Source material:

Segment Open

PR #198, opened 2017-12-07
CDS: harvest directly from OAI-PMH

### LINKED ISSUE #197: Directly harvest oai sources
Currently in order to harvest oai services we rely on invenio-oaiharvester from an app like inspire to do it, save the result in xml files on disk, and then harvest those. It would be really nice if we can instead harvest directly from them.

Segment Closed

Work order: Can you write out the lines above, from the first one through the one containing "### LINKED ISSUE", exactly as they appear and nothing more?

Expected answer:
PR #198, opened 2017-12-07
CDS: harvest directly from OAI-PMH

### LINKED ISSUE #197: Directly harvest oai sources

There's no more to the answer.